* **Problem to work on**: Please return every line below that contains the string "Comparison".

* **Data entries**:
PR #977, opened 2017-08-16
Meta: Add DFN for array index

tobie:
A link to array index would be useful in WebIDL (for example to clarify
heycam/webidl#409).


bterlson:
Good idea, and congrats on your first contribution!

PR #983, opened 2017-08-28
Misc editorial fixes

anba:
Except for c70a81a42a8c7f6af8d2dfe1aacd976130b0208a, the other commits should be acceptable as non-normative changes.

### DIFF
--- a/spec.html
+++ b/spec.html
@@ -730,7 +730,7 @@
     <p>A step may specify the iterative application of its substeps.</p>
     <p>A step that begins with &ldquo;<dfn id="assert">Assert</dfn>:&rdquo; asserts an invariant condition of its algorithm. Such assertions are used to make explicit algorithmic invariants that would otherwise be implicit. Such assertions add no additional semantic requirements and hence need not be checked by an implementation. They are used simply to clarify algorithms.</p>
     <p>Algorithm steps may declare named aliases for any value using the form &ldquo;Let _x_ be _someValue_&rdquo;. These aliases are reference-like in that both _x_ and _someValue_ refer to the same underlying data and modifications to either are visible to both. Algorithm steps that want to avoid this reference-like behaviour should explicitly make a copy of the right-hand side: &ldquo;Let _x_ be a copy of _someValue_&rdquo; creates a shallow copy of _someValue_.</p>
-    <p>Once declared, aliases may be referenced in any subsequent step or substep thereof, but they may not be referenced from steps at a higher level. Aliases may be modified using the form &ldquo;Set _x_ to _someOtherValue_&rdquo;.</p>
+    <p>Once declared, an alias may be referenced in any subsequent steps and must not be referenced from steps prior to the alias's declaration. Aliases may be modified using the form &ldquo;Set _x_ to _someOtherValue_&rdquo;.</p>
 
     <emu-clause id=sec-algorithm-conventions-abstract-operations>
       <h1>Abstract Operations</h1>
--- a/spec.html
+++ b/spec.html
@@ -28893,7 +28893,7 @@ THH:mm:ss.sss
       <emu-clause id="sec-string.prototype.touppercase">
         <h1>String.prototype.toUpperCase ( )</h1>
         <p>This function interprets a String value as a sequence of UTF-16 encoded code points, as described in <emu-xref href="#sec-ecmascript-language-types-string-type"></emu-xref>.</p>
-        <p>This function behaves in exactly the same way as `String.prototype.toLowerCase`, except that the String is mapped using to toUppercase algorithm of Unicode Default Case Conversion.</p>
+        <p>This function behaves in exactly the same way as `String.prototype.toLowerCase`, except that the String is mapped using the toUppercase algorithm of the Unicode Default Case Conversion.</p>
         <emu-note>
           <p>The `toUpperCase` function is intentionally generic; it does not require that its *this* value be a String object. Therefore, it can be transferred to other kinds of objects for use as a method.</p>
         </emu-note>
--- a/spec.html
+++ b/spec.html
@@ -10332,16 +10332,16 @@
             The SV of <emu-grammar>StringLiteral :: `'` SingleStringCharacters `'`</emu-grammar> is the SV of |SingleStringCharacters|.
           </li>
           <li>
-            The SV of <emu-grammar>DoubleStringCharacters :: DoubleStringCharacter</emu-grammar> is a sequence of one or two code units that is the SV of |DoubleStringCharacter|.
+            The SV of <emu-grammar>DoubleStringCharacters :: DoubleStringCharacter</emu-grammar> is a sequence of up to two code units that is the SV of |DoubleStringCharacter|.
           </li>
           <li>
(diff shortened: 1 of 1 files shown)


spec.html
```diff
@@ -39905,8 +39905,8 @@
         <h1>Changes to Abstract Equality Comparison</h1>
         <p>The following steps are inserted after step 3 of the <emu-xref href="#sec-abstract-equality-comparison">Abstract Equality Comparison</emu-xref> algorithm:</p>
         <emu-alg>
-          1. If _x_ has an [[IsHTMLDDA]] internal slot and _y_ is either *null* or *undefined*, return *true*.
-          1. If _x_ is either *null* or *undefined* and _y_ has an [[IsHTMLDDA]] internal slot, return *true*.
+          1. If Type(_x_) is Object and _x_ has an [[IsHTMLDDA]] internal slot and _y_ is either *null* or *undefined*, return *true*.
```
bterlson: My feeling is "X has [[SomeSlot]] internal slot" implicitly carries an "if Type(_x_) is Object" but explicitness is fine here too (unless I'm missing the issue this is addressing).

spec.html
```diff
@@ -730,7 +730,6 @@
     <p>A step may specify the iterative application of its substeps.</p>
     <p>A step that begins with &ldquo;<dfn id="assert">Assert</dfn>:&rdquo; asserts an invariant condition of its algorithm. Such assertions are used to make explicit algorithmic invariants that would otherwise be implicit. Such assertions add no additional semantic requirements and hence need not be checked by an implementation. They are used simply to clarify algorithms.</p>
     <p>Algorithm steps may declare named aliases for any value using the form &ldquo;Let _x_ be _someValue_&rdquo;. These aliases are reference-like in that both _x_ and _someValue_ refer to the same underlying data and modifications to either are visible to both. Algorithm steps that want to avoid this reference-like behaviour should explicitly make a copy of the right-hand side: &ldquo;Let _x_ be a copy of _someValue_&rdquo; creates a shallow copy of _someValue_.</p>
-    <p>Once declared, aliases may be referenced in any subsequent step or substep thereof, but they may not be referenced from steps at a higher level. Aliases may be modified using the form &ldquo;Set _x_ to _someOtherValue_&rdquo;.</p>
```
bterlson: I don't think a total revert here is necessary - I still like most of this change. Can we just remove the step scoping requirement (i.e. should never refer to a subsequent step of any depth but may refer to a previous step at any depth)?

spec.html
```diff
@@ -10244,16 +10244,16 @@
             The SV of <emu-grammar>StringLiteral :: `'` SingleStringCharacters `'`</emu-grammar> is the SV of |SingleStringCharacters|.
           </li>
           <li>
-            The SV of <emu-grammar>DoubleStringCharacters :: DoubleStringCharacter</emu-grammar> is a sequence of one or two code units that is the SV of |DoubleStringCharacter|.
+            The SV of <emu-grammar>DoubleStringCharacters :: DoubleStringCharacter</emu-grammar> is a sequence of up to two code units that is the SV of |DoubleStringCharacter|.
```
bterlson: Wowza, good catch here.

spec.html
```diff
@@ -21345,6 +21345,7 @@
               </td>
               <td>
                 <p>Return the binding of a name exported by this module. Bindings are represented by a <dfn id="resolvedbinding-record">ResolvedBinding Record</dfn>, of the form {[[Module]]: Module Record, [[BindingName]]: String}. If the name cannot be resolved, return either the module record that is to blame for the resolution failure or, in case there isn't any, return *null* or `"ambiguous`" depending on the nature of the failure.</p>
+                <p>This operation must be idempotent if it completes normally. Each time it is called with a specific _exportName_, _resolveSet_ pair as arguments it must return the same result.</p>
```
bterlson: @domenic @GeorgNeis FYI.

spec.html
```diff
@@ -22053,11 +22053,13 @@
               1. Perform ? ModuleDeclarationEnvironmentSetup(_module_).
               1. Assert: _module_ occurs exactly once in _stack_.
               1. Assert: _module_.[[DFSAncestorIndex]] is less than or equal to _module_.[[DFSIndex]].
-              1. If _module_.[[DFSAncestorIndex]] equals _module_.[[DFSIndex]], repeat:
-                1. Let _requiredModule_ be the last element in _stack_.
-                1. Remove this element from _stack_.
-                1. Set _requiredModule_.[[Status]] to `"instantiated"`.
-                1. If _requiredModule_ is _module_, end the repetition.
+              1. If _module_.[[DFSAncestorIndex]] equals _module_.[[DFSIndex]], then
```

* **Response below**:
         <h1>Changes to Abstract Equality Comparison</h1>
         <p>The following steps are inserted after step 3 of the <emu-xref href="#sec-abstract-equality-comparison">Abstract Equality Comparison</emu-xref> algorithm:</p>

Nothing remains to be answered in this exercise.